You mean, I found the key to an unlimited amount of undetected BUGs, so 
I should fix them? ;)

In case you don't have time to explore all the dirty details, I can take 
it from here. Just let me know.
Qian Cai Oct. 11, 2019, 11:07 a.m. UTC | #4
> On Oct 11, 2019, at 5:57 AM, David Hildenbrand <david@redhat.com> wrote:
> 
> You mean, I found the key to an unlimited amount of undetected BUGs, so I should fix them? ;)

No, it is more of for the sake of consistency, and the fact that all those bugs are only starting to show up only recently after applied to your series, so you will probably explain for a better changelog why that fact is not important.

> 
> In case you don't have time to explore all the dirty details, I can take it from here. Just let me know.

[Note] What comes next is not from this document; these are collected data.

Issue #1536, opened 2023-04-13
Release v3.11.0


joaander:
Release checklist:

- [x] Update tutorial submodule.
- [x] Update change log.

Indeed, I will appreciate that if I don’t need to dig all those dirty details again myself.
diff mbox series

Patch

diff --git a/mm/page_owner.c b/mm/page_owner.c
index dee931184788..03a6b19b3cdd 100644
--- a/mm/page_owner.c
+++ b/mm/page_owner.c
@@ -296,11 +296,10 @@  void pagetypeinfo_showmixedcount_print(struct seq_file *m,
 		pageblock_mt = get_pageblock_migratetype(page);
 
 		for (; pfn < block_end_pfn; pfn++) {
-			if (!pfn_valid_within(pfn))
+			page = pfn_to_online_page(pfn);
+			if (!page)
 				continue;
 
-			page = pfn_to_page(pfn);
-
 			if (page_zone(page) != zone)
 				continue;